Он был одет тепло — в Германии климат намного холоднее, чем в благословенной Испании, поэтому подготовились ребята-анархисты со знанием дела. Все прекрасно понимали, что дело предстоит жаркое. И от того, как они будут одеты, тоже многое зависит. Ну вот, Дуррути закончил свою пламенную речь, как всегда, призывом к установлению справедливого общества. Все хотят торжества справедливости, только каждый воспринимает справедливость по-своему. Кто-то хочет, чтобы не было богатых, кто-то считает справедливым состояние, когда не будет бедных, кто-то видит справедливость в божественном слове, которое слышит только он один. Да, странно всё это. Справедливость, как и правда — очень пластическая субстанция. Каждый лепит что-то своё. Вот Хосе спустился с трибуны, его сразу же окружили товарищи и просто зеваки, которые тут наблюдались в огромном количестве. А он в этой дурацкой пилотке с кисточкой, ага, это ему на курсах боевой подготовки армейские товарищи подарили. А что? Личность он харизматическая, вокруг него всегда множество народа ошивается.
Впрочем, вот, увидел меня, замахал рукой, подхожу, куда я денусь. Тут, по документам я Мигель Мартинес. Догнал меня все-таки мой псевдоним, тут, в Испании и догнал. Когда увидел приготовленные документы Артузовым, чуть не поперхнулся… Блин! Надо же такое! Всё-таки история имеет свою инерцию. Как ни крути, а от ее штампов не открутишься.
— Мигель! Как тебе моя речь!
— Хорошо толкнул!
—???
— Это значит выступление грандиозо!
— Понял, твои шутки — штучки. А если в целом?
— Это действительно очень зажигательно, Хосе!
— Мигель, давай, переходи к анархистам. Я ведь вижу, что тебе наши идеи близки, по глазам вижу!

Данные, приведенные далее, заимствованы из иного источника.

PR #320, opened 2020-03-11
feat: Paragraph component for Elm

ActuallyACat:
Usage is very similar to the Heading component for Elm. Variant is the only required property, and there's also support for tags, classNames (AndIHaveSpokenToDST), ids, and data attributes.

```
Paragraph.view
                (Paragraph.p |> Paragraph.variant IntroLede)
                [ Html.text "IntroLede Paragraph" ]
```

### DIFF
--- a/packages/component-library/components/Paragraph/Paragraph.elm
+++ b/packages/component-library/components/Paragraph/Paragraph.elm
@@ -1,0 +1,225 @@
+module Paragraph.Paragraph exposing
+    ( Config
+    , DataAttribute
+    , TypeVariant(..)
+    , a
+    , addDataAttribute
+    , classNameAndIHaveSpokenToDST
+    , div
+    , h1
+    , h2
+    , h3
+    , h4
+    , h5
+    , h6
+    , id
+    , p
+    , pre
+    , span
+    , tag
+    , variant
+    , view
+    )
+
+import CssModules exposing (css)
+import Debug exposing (log)
+import Html exposing (text)
+import Html.Attributes
+import List
+
+
+type Config msg
+    = Config (ConfigValue msg)
+
+
+type alias Element msg =
+    List (Html.Attribute msg) -> List (Html.Html msg) -> Html.Html msg
+
+
+type alias DataAttribute =
+    { name : String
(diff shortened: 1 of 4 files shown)


packages/component-library/stories/Paragraph.stories.elm
```diff
@@ -0,0 +1,27 @@
...
+                (Paragraph.p |> Paragraph.variant Body)
+                [ Html.text "Body Paragraph" ]
+        , statelessStoryOf "Small" <|
+            Paragraph.view
+                (Paragraph.p |> Paragraph.variant Small)
+                [ Html.text "Small Paragraph" ]
+        , statelessStoryOf "ExtraSmall" <|
+            Paragraph.view
+                (Paragraph.p |> Paragraph.variant ExtraSmall)
+                [ Html.text "ExtraSmall Paragraph" ]
```
sebpearce: Probably good to make these look exactly the same punctuation-wise as the Figma typography page, so:
```
Paragraph Intro Lede
Paragraph Body
Paragraph Small
Paragraph Extra Small
```

sebpearce:
This is looking 👨‍🍳💋👌

packages/component-library/components/Paragraph/Paragraph.elm
```diff
@@ -0,0 +1,225 @@
...
+defaultConfig : ConfigValue msg
+defaultConfig =
+    { tag = Nothing
+    , variant = Body
+    , id = Nothing
+    , dataAttribute = []
+    , classNameAndIHaveSpokenToDST = Nothing
+    }
+
+
```
mbylstra: We'd probably want to share this code eventually in some kind of helper file, but let's wait for the third occurrance in rule of three style.

mbylstra:
Nice! I would approve this, but I agree with Seb's suggestion on updating the story names.

packages/component-library/components/Paragraph/Paragraph.elm
ActuallyACat: Heavy plus. Let's consider this for the next cycle

PR #381, opened 2020-04-09
fix: Export Paragraph and Heading from components folder

okeeffed:
Ensures `Paragraph` and `Heading` are exported from the components folder.


packages/component-library/components/index.ts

— Ничего от тебя, Хосе не скроешь. Скажем так, где-то в глубине моего коммунистического сердца идеи анархизма находят свой отклик. Но, сам знаешь, я уверен, что в ближайшем будущем царства анархии установить не получится.
— Мигель, всё в наших руках! Смотри! Три тысячи идейных анархистов сейчас отправляются на фронт! Воевать против фашизма! Ты же знаешь мой главный принцип: «С фашистами не надо разговаривать, их надо уничтожать!».

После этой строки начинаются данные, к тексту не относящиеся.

PR #382, opened 2020-04-15
docs: add search field docs

didoesdigital:
To help designers and engineers make decisions about how to use search, this PR adds docs for Search Field guidelines.

"Search field" as the Component name leaves it open for us to add a "Search" page later for broader guidelines about search behaviour as a user.

Branch preview: 

- New search page: https://dev.cultureamp.design/dst/add-docs-for-search-field/components/search-field/
- Minor updates on table page: https://dev.cultureamp.design/dst/add-docs-for-search-field/components/table/
- Minor updates on select page: https://dev.cultureamp.design/dst/add-docs-for-search-field/components/select/


site/docs/components/search-field.mdx
```diff
@@ -0,0 +1,138 @@
...
+
+import WhenToUseAndWhenNotToUse from "docs-components/WhenToUseAndWhenNotToUse"
+import WhenToUse from "docs-components/WhenToUse"
+import WhenNotToUse from "docs-components/WhenNotToUse"
+
+## Visuals
+
+### UI Kit
+
+<iframe style="border: none;" width="744" height="450" src="https://www.figma.com/embed?embed_host=share&url=https%3A%2F%2Fwww.figma.com%2Ffile%2Fe3TyAOZKfLg9cA01Iy1Mgm%2FKaizen-Site-embed%3Fnode-id%3D19823%253A84" allowfullscreen></iframe>
```
ActuallyACat, line 22: Not to be fixed in this PR, but this is missing "populated result" and "empty result" search states.

katsambarcus:
**- Search icon: Use the search icon to help users identify search fields. Either display the search icon as a presentional icon inside the search input or as an Icon Button to submit.** 👈 Should we be more prescriptive about where the search icon lives? E.g. on the left. I worry giving designers the options will create unnecessary variants of the search field. Also there's a typo for  'presentational'.

**- By showing the number of results available, people may choose how many results to inspect and whether they need to amend their search query.** 👈 I'd be curious to know what this would look like. Is the intent to start exploring the Search Results (e.g. Combine search with Autocomplete where possible.) components?

**- Global search: try to use global search that searches all of the site instead of scoped search, according to newer studies on search usability.** 👈 Will we also offer a guideline for search that only searches the immediate page/content/section? (e.g. if a search bar sits top right of a table half-way down a page?)

- If search results are likely to take longer than 1 second to show for the majority of users, display a loading indicator. For example, display a loading spinner in place of the search icon. See **loading guidelines**. 👈 Needs a link to Loading Guidelines page.

**- Empty state: Before a user has searched, consider giving them an indication of what to expect from a search. See Empty State component.** 👈 I'm not clear what this means. Is it suggesting to use an Empty State in the Search field or in proximity to the Search field? I think for total clarity, we should give some more thought as to what an empty state should look for space where Search field results _will_ be displayed. Also need to link to the Empty State component page, but I wonder if we remove this recommendation altogether for the time being until we are in agreeance on what an Empty State looks like for Search.

**- Highlight matching text: Clearly identify matching and non-matching text in results. For example, in a data table, consider showing matching text in stronger font weight.** 👈 …stronger font weight _and text highlight formatting 💡 We should defs consider putting together some guidance around how to do text highlighting. I know Patsy had experimented with this and I've seen other designers (Lindsey?) also play with this stylistic idea. Worth exploring!  

- Consider if **“debouncing”** is necessary for rapidly changing search queries to maintain performance and responsive interaction. 👈 What does debouncing mean? I think I know what you're suggesting, but I think this could be clearer. My understanding is you don't want the drop-down to appear/reappear as the user is typing a search.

— И я с тобой согласен, Хосе.
— Так давай с нами.
— Поэтому я еду с вами, точнее, мой поезд уйдет на час раньше. Я хочу быть уверенным, что во Франции всё пройдёт как следует.
— Это дело! Ты знаешь, что там к нам присоединяться двести одиннадцать человек? И мы хотим сформировать отдельную французскую интербригаду. Если ее согласиться возглавить товарищ Несторо, будет замечательно!

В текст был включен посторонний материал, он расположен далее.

Issue #388, opened 2020-04-16
There's no guidance block documentation


didoesdigital:
We have a guidance block draft component thanks to https://github.com/cultureamp/kaizen-design-system/pull/280 but no guidance on how/when to use it.

![image](https://user-images.githubusercontent.com/2476974/79412507-079c1b00-7fe9-11ea-81f9-767182633d83.png)

![image](https://user-images.githubusercontent.com/2476974/79412521-0c60cf00-7fe9-11ea-86e1-72b11880152b.png)

![image](https://user-images.githubusercontent.com/2476974/79412541-1551a080-7fe9-11ea-9004-291f555707e9.png)

![image](https://user-images.githubusercontent.com/2476974/79412544-17b3fa80-7fe9-11ea-9f94-37a0bbd6fcd5.png)

![image](https://user-images.githubusercontent.com/2476974/79412547-1a165480-7fe9-11ea-96d9-3294059b8475.png)

didoesdigital:
![image](https://user-images.githubusercontent.com/2476974/79412855-c6583b00-7fe9-11ea-9d13-1f10bdcedfb8.png)

dlimiter:
Some examples from Trello:
<img width="525" alt="trello1@2x" src="https://user-images.githubusercontent.com/152166/80167914-f3799e80-8624-11ea-955d-6a1b15bc1bf7.png">
<img width="435" alt="trello2@2x" src="https://user-images.githubusercontent.com/152166/80167920-f83e5280-8624-11ea-8c33-076ad7f8f98d.png">
<img width="437" alt="trello3@2x" src="https://user-images.githubusercontent.com/152166/80167926-fb394300-8624-11ea-8fea-5d9f2dd2aa47.png">

PR #390, opened 2020-04-16
docs: add guidance block docs

didoesdigital:
Closes: #388

Branch preview links:

* New Guidance Block page: https://dev.cultureamp.design/dst/add-guidance-block-docs/components/guidance-block/
* Updated Hero Card page: https://dev.cultureamp.design/dst/add-guidance-block-docs/components/hero-card/
* Updated Tile page: https://dev.cultureamp.design/dst/add-guidance-block-docs/components/tile/
* Update icons guidelines page: https://dev.cultureamp.design/dst/add-guidance-block-docs/guidelines/icons/


packages/component-library/draft/Kaizen/GuidanceBlock/README.mdx
```diff
@@ -0,0 +1,87 @@
...
+* Provide a summary view of longer form content contained on another page. This is similar to a content application of [tile](/components/tile) but with more prominence/hierarchy (e.g Manager learning)
+* Cross promote relevant content or functionality in a different part of the platform.
+
+### Anatomy
+
+* **Card container:** The Guidance Block content appears inside a card.
+* **Spot illustration:** Provide an illustration that assist the user in the task the Guidance Block describes.
+* **Title:** Use the title to introduce the action we want people to take.
+* **Description:** Use the description to give detail about what the user can expect about taking action.
+* **Action button:** Use a link styled as a primary action button (if there are no others on the page) or a default action button to navigate to the page with the action that the Guidance Block describes.
```
juliohr, line 38: It doesn't necessarily have to link to a page. The button can execute an action then render a notification saying things went well. For example, if we have a guidance block saying "We saw that you have a draft survey hanging for 5 weeks. Would you like to launch now? (LAUNCH)". This could do the action without any navigation.

juliohr:
### In regards to the guidance block:
- Is there any guideline about stacking guidance blocks? We faced this issue on survey index. There was a scenario where two guidance blocks could be rendered at the same time. We discussed making one a priority and showing just that one.

- Another issue that we faced was having a slightly long action name that broke the button layout. We made a fix to make the button wider if the text is long (not wrapping), but if the text is too long, it wouldn't look nice. Perhaps some guidelines on the wording of the call to action button.

packages/component-library/draft/Kaizen/GuidanceBlock/README.mdx
didoesdigital: @juliohr I'm surprised by this. I would have thought the user would need more information about the draft survey in question to launch the survey than to launch it from the guidance block. If this Guidance Block implements an action immediately, while all others navigate somewhere, each might incorrectly set user expectations about how these work. Can you tell me more about that use case?

dlimiter: Hmm, we have a use case where the action button doesn't navigate away, but rather launches a modal (as the context of the action doesn't require a full page form). 

@didoesdigital I hear what you're saying about user expectations. In this case I'm personally a bit more more concerned about how the the UX of safe exploration/forgiveness interacts with this.   Ideally the content and button labelling would do a good job of describing what selecting the button will do, but if that is difficult, or the action is not easily reversible then I'd expect at least a confirmation interaction to protect the user.

didoesdigital: Ah! I wonder if we then update the guidelines to say something like "at a minimum, it must have a confirmation modal"?

dlimiter: I wonder if Lindsey's use case in comment reporting breaks this?

PR #391, opened 2020-04-16
docs: rename do to whenToUse and similar

didoesdigital:


ActuallyACat:
Just so I'm understanding correctly, the scope of this PR is to change the DoAndDont component to the WhenToUse (since that's how it's currently being used). 

Then a future PR will re-create a DoAndDont component?

didoesdigital:
> Just so I'm understanding correctly, the scope of this PR is to change the DoAndDont component to the WhenToUse (since that's how it's currently being used).
> 
> Then a future PR will re-create a DoAndDont component?

@ActuallyACat sure, we could do that. I was going to continue on this PR but shipping this first might be better, then I can rebase/merge and update other open PRs using the component before continuing.

PR #400, opened 2020-04-20
feat: Replace ca-box-shadow with Zen shadow tokens

sebpearce:
## Changes

All instances of `$ca-box-shadow` along with hard-coded box-shadows (where appropriate) have been replaced with either the `$kz-shadow-small-box-shadow` or `$kz-shadow-large-box-shadow` token from the `design-tokens` package.

## Not changes

- Didn't update inset shadow on Checkbox, since that's part of border work
- Didn't update inset shadow on Radio, since that's part of border work
- Changed `$ca-box-shadow` on Toggle Switch "thumb" to hard-coded, since it's particular to that component and `shadow-small` is too big
- Left FieldMessage with `box-shadow: 0 0 0 1px $ca-palette-input-validation-negative;` because it's particular to that component

### DIFF
--- a/draft-packages/well/CHANGELOG.md
+++ b/draft-packages/well/CHANGELOG.md
@@ -3,6 +3,14 @@
 All notable changes to this project will be documented in this file.
 See [Conventional Commits](https://conventionalcommits.org) for commit guidelines.
 
+## [1.1.6](https://github.com/cultureamp/kaizen-design-system/compare/@kaizen/draft-well@1.1.5...@kaizen/draft-well@1.1.6) (2020-04-17)
+
+**Note:** Version bump only for package @kaizen/draft-well
+
+
+
+
+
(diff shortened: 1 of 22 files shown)


sebpearce:
Question: do we remove `$ca-box-shadow` from `border.scss` and potentially break consuming repos?

mbylstra:
> Question: do we remove $ca-box-shadow from border.scss and potentially break consuming repos?

that would be a pretty big thing to do. I don't think we have any scope in this cycle to update consuming repos. If anything that would be a stretch goal. We might just have to live with tech debt like we have with the old color vars.

sebpearce:
Yeah maybe it's easier to just get everyone on the new import rather than break the old ones.

mbylstra:
I'm just pasting screenshots as I go. Might be useful for design review:

(some of them are too narrow just because I had two screens next to each other)

image

image

image

image

image

image

image

image

image

image

image

image


I couldn't figure out how to see the `compact` version of TitleBlock (something to do with scrolling? I didn't quite understand). I think it's low risk enough.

Это он про то, что батька Махно никак не решиться принять участие в Гражданской войне в Германии. Смогут его уломать? Кто знает? Но если отряды анархистов из Франции возглавит этот человек, будет интересно. Во всяком случае, в Штутгарте он не растерялся. И если бы тогда нацисты не напали так внезапно, то потери у них были куда как большими. Интересно, как это Нестор смог протащить через границу Маузер? Впрочем, это не моя печаль. А вот сделать так, чтобы всё прошло согласно договоренностям — необходимость.
— Да, согласен. Думаю, в Париже вы сможете пообщаться. Правда, поговаривают, что здоровьем Нестор сдал, но тут такое дело — может быть, большая цель вернет его к жизни? Как считаешь, надрать задницы монархистам и фашистам — большая цель, Хосе?
— Это очень хорошая цель, Мигель! Ты поедешь вместе со своей прелестной каталонкой?
— С женой. Нас расписали в посольстве.
— В церкви венчаться не будете?
Вот гад, подкалывает!
— Конечно, не будем. Мы оба атеисты, какая церковь?
— А это по-нашему! Молодцы! Когда?
— Неделю назад. Тебя в Мадриде не было. Мы тут с товарищами распили пару бутылочек…
— Всего пару? Если бы я был с вами, одной парой вы бы не отделались.